In this introductory blog post, we will learn the concepts and main differences among AIOps, DevOps and MLOps. We will also examine why MLOps processes are important to machine learning and the personas involved in its lifecycle.
AIOps represents the intersection of IT operations and Artificial Intelligence.
It defines the application of AI to enhance IT operations. More specifically, AIOps uses machine learning, big data and analytics to:
- Collect, analyse and aggregate data from the vast amount of information generated by multiple IT infrastructure components, applications and performance monitoring systems;
- It also intelligently extract signal out of noise to identify and predict events and patterns related to system performance, security, availability issues
- It diagnoses the root cause of those and report them to IT teams to ensure rapid response and remediation — or, in some cases, it automatically resolve these issues without having to rely on human intervention
There are several advantages with replacing multiple fragmented and manually operated IT operation systems with a single, intelligent, automated — and sometimes — autonomous AIOps platform.
- It equip teams to respond timely and even proactively to slowdowns, security threats and outages with a lot less effort.
- AIOps also bridges the gap between an ever increasing diverse, dynamic and difficult to monitor IT Landscape and user expectations. User expectations are for little or no interruption in application performance and availability
Most IT experts consider AIOps to be the future of IT operations management.
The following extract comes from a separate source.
PR #4207, opened 2026-06-26
fix: message-pump observability fixes (#4086, #4089, #4090)

### LINKED ISSUE #4086: Pump-lifetime span (MessagePumpSpanOperation.Begin) recorded into messaging.client.operation.duration histogram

In the case of software engineering, the intersection between IT operations, software development and application delivery forms what we call DevOps.
To start from the beginning, let’s take a look at the lifecycle of traditional software. It is arguably quite straight forward. At its simplest, you:
- and deploy the software,
- and then release a new version with features, updates, and/or fixes as needed.
To facilitate the process of development, testing, deployment and further releases, the traditional software development can rely on DevOps. Traditional software development can then be automated and rely less on manual processes which are time consuming and prone to errors. Amongst the processes of DevOps we highlight the concepts of
- Continuous Integration (CI), which is all about automating the integration of code changes created by multiple contributors into a single software project.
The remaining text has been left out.